Harper’s own government appears to be a late convert to [Joe] Oliver’s peculiar brand of fiscal ‘ethics’. After inheriting a surplus of $14 billion, it quickly turned it into a deficit by cutting two points off the GST. The Conservative government, for all its fiscal ethics, has run a deficit since 2008-09 — saddling future generations of Canadians with an additional debt load of more than $150 billion.
Like Puritans focused on the sins of others, neo-liberals see themselves as missionaries, whose job it is to convert the world. In Canada, they have converted the three major political parties:
The New Democrats’ top policy priority is a national childcare program — not a bad idea, actually, but not an economic growth strategy. They’re also allergic to any talk of deficits and debt financing; they’d to raise corporate taxes — not a good idea, actually. They have made a number of small tax announcements to support innovation and small business, but they hardly constitute an economic growth strategy.

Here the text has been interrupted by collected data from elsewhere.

PR #2057, opened 2020-10-26
[TypeScript] Fix that some functions unnecessarily require their  arguments to inc…

lazytype:
…lude mutable arrays

**What**: Type definitions

**Why**: A TypeScript error is emitted when trying to pass in readonly arrays to some functions. Ex.

```tsx
const classnames = [classname1, classname2] as const;
cx(styles);
```

**How**: Updated type definitions to use `ReadonlyArray` instead of `Array`. 

Since this only relaxes types that only used in function arguments, it's not a backwards-incompatible change.

I also fixed a couple pre-existing errors coming from `yarn test:typescript`.

**Checklist**:

- [x] Documentation
- [x] Tests
- [x] Code complete
- [x] Changeset

### DIFF
--- a/.changeset/serious-melons-sip.md
+++ b/.changeset/serious-melons-sip.md
@@ -1,0 +1,6 @@
+---
+'@emotion/native': patch
+'@emotion/styled': patch
+---
+
+Fixed TypeScript false positive with `styled` components
--- a/.changeset/serious-melons-sip.md
+++ b/.changeset/serious-melons-sip.md
@@ -1,6 +1,0 @@
----
-'@emotion/native': patch
-'@emotion/styled': patch
----
-
-Fixed TypeScript false positive with `styled` components
--- a/packages/native/types/base.d.ts
+++ b/packages/native/types/base.d.ts
@@ -30,7 +30,7 @@ export type ObjectInterpolation<
 
 export interface ArrayCSSInterpolation<
   StyleType extends ReactNativeStyle = ReactNativeStyle
-> extends Array<CSSInterpolation<StyleType>> {}
+> extends ReadonlyArray<CSSInterpolation<StyleType>> {}
 
 export type CSSInterpolation<
   StyleType extends ReactNativeStyle = ReactNativeStyle
@@ -39,7 +39,7 @@ export type CSSInterpolation<
 export interface ArrayInterpolation<
   MergedProps,
   StyleType extends ReactNativeStyle = ReactNativeStyle
-> extends Array<Interpolation<MergedProps, StyleType>> {}
+> extends ReadonlyArray<Interpolation<MergedProps, StyleType>> {}
 
 export interface FunctionInterpolation<
   MergedProps,
@@ -101,8 +101,12 @@ export interface CreateStyledComponent<
 > {
   /**
    * @typeparam AdditionalProps  Additional props to add to your styled component
+   * @typeparam InferredAdditionalProps  Should not be explicitly specified
    */
-  <AdditionalProps extends {} = {}>(
+  <
+    AdditionalProps extends {} = {},
+    InferredAdditionalProps extends AdditionalProps = AdditionalProps
+  >(
     ...styles: ArrayInterpolation<
       ComponentProps &
         SpecificComponentProps &
@@ -110,19 +114,23 @@ export interface CreateStyledComponent<
       StyleType
     >
   ): StyledComponent<
-    ComponentProps & AdditionalProps,
+    ComponentProps & InferredAdditionalProps,
     SpecificComponentProps,
     JSXProps
   >
   /**
    * @typeparam AdditionalProps  Additional props to add to your styled component
+   * @typeparam InferredAdditionalProps  Should not be explicitly specified
    */
-  <AdditionalProps extends {} = {}>(
+  <
+    AdditionalProps extends {} = {},
+    InferredAdditionalProps extends AdditionalProps = AdditionalProps
+  >(
     template: TemplateStringsArray,
     ...styles: ArrayInterpolation<
       ComponentProps &
         SpecificComponentProps &
-        AdditionalProps & { theme: Theme },
+        InferredAdditionalProps & { theme: Theme },
       StyleType
     >
   ): StyledComponent<
--- a/packages/react/types/tests-css.tsx
+++ b/packages/react/types/tests-css.tsx
@@ -32,8 +32,8 @@ css`
 // $ExpectError
 css(() => 'height: 300px;')
 
-// $ExpectError
 css`
   position: relative;
-  flexgrow: ${() => 20};
+  flexgrow: ${// $ExpectError
+  () => 20};
 `
--- a/packages/react/types/tests-css.tsx
+++ b/packages/react/types/tests-css.tsx
@@ -32,8 +32,11 @@ css`
 // $ExpectError
 css(() => 'height: 300px;')
 
+// prettier-ignore
 css`
   position: relative;
-  flexgrow: ${// $ExpectError
-  () => 20};
+  flexgrow: ${
+    // $ExpectError
+    () => 20
+  };
 `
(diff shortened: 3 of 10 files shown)


Andarist:
I'm afraid that we won't be changing this in Emotion 10, but I'm open to discussing this change for the upcoming Emotion 11. Could you rebase your work (and resolve conflicts) on top of the `next` branch?

lazytype:
@Andarist sure thing, updated

packages/native/types/base.d.ts
```diff
@@ -101,28 +101,36 @@ export interface CreateStyledComponent<
 > {
   /**
    * @typeparam AdditionalProps  Additional props to add to your styled component
+   * @typeparam InferredAdditionalProps  Should not be explicitly specified
```
Andarist, line 104: Could u explain what's happening here?

.changeset/serious-melons-sip.md
```diff
@@ -0,0 +1,6 @@
+---
+'@emotion/native': patch
+'@emotion/styled': patch
+---
+
+Fixed TypeScript false positive with `styled` components
```
Andarist, line 6: I don't think this changeset is particularly useful - in general, we try to express user-facing changes, and AFAIK what has been published from `next` to npm did not suffer from many problems and this doesn't quite even explain what it has fixed/changed/added. 

If this is related to the introduced changes in this PR then this can be safely removed because the core of the change is already explained in the other changeset. But maybe I've misunderstood intention here.

Andarist:
Are you aware of any downsides of using readonly arrays instead of regular ones? I would like to understand the potential blowback a little bit better.

packages/react/types/tests-css.tsx
```diff
@@ -32,8 +32,8 @@ css`
 // $ExpectError
 css(() => 'height: 300px;')
 
-// $ExpectError
 css`
   position: relative;
-  flexgrow: ${() => 20};
+  flexgrow: ${// $ExpectError
```
Andarist, line 37: I think this might have broken `yarn test:typescript` task.

packages/native/types/base.d.ts
lazytype: there's an interesting bug in the following scenario:
```tsx
const Label = styled.label``
const Input = styled.input`
  & + ${Label}: {
    margin-left: 3px;
  }
`
```
`Label` is a `StyledComponent` but it since it's a function component it also matches the `FunctionInterpolation<Props>` interface. TypeScript sees this and thinks that the props accepted by the styled input component must match the props of any `FunctionInterpolation<Props>` provided to it, so the props accepted by `Input` end up being the intersection of those accepted by `input` *and* `label` elements. 

What my fix here does is make sure that the the props of a `FunctionInterpolation<Props>` is constrained by the props of `AdditionalProps` via an intermediate type `InferredAdditionalProps`, but the inferred type of `AdditionalProps` will not be affected by the props of the function passed in.

.changeset/serious-melons-sip.md
lazytype: This changeset was specifically for the `InferredAdditionalProps` change I added. Since it shouldn't have a user-visible facing effect I'll remove it.

packages/react/types/tests-css.tsx
lazytype: ah, the comment was supposed to go above the arrow function, but prettier moved it during the pre-commit hook. I've added a comment to tell prettier to ignore this line.

lazytype:
> Are you aware of any downsides of using readonly arrays instead of regular ones? I would like to understand the potential blowback a little bit better.

@Andarist when they're used within function arguments it shouldn't have any negative effect as all previous function calls should still work. There's the tiniest risk that if one of these types such as `Interpolation` is *returned* by a function, and there's code that depends on mutating the arrays within that function, they'll now get a type error. I think that's highly unlikely, and even if it does occur, easily remedied (e.g. cast the readonly array to be writeable or create a shallow copy).

Andarist:
This tradeoff seems reasonable - I can't see any obvious use case that would break because of that. Users rarely interact with those types directly.

A little bit offtopic but related questions:
1. why a mutable array is accepted by a function that is expecting a readonly one?
2. why readonly arrays are not accepted by functions expecting mutable arrays while the similar for objects is not true (see [this playground](https://www.typescriptlang.org/play?#code/MYewdgzgLgBFCm0YF4YAoQCMBWAuGA3jAA4BOIx+0pAlmAOYwC+AlCgHyFMBQ3oksAGYgQKQmQr4A5ADo5UpjACGEGP2jcE0NMJAte62FqgAmMWiWlSVKLQYBtALptknAj0MxMl-ACV4SgAm4AA2AJ4AglZKYQA81HT0nKhOmohQaN6kLEA))?

packages/native/types/base.d.ts
Andarist: > so the props accepted by Input end up being the intersection of those accepted by input and label elements.

I've just tested this on `next` branch and this doesn't happen there. How your changes have affected the inference algorithm for this? 🤔

lazytype:
Both are related to wonderful nature of TypeScript's structure-based sub-typing.

> 1. why a mutable array is accepted by a function that is expecting a readonly one?
> 2. why readonly arrays are not accepted by functions expecting mutable arrays

The reason actually doesn't have anything to do with whether the indices of the array are assignable. It's determined by the properties that are explicitly defined on these types. Mutable arrays have all the properties that readonly arrays have. Whatever properties the function would use on a readonly array, e.g. `map`, `slice`, `filter`, can be safely used on a mutable array. The reverse is not true since readonly arrays are not defined to have methods like `push`, `pop`, `shift`, `unshift`, or `splice`. 

> while the similar for objects is not true

Though the keys of `{prop: '...'} as const` are `readonly`, TypeScript considers this to be "structurally" the same as a non-const object, so they're mutually assignable.

In short, the `Readonly` aspect of `ReadonlyArray` is kind of a red herring. It might be better to look at them as "ArrayWithReadMethods" and `Array`s as a sub-type "ArrayWithReadAndWriteMethods".

Andarist:
Thank you! This makes sense.

This leaves us only with this issue: https://github.com/emotion-js/emotion/pull/2057#discussion_r519230689

@mitchellhamilton do u have any concerns regarding the `readonly` modifier?

mitchellhamilton:
i've got no concerns with that

packages/native/types/base.d.ts
Andarist: Could this be solved by using a conditional type within `Interpolation` type that would match our components as "strings" and thus not allowing them to be matched as `FunctionInterpolation<Props>`? Alternatively, we could type our components slightly differently - they are not truly `React.FC` so typing them as such is a stretch. However, from what I remember this just made things easier for us to type and a similar technique is used within `@types/react` to allow ExoticComponents to be handled by TS.

I've also thought that this should work:
```diff
diff --git a/packages/serialize/types/index.d.ts b/packages/serialize/types/index.d.ts
index 5fc08511..017731c9 100644
--- a/packages/serialize/types/index.d.ts
+++ b/packages/serialize/types/index.d.ts
@@ -41,7 +41,7 @@ export interface CSSObject
     CSSOthersObject {}
 
 export interface ComponentSelector {
-  __emotion_styles: any
+  __emotion_styles: string
 }
 
 export type Keyframes = {
@@ -56,6 +56,7 @@ export interface ArrayInterpolation<Props>
 
 export interface FunctionInterpolation<Props> {
   (props: Props): Interpolation<Props>
+  __emotion_styles?: never
 }
 
 export type Interpolation<Props> =
```
but apparently it doesnt.

.changeset/serious-melons-sip.md
Andarist: I have concerns regarding this additional type param - would prefer solving this without introducing it. I plan to release v11 today but as this is type-only change I think it will be OK to just release it in a minor version later when we settle on a final solution.

Andarist:
@lazytype This was closed as the PR was targeting the `next` branch which got deleted. I've missed that and forgot about this PR - sorry for that! I will try to restore your commits and get this through the finish line.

The Liberals, meanwhile, have made increased infrastructure spending their top priority. But they too have an aversion to deficits and debt financing. In a well-written article in the National Post last week, Liberal Finance critic Scott Bryson set out the arguments for a national infrastructure program. The words “deficit” and “debt financing” do not appear anywhere in the article. Instead, the Liberals are looking at “innovative” ways to get private and public pension funds to undertake infrastructure investments. Whether any of these would be up to the challenge remains an open question.
And, until the false morality of Neo-Liberalism is overthrown, the future is austere. Our children will be right to be furious with us:
What Harper and Oliver can’t get into their heads is that burdening future generations with crumbling infrastructure — and the attendant costs — is unethical. But it can be ignored, because most of us, including Harper and Oliver, will not be around to accept the responsibility.
Until Neo-Liberalism is vanquished, the sins of the fathers will be visited upon their children.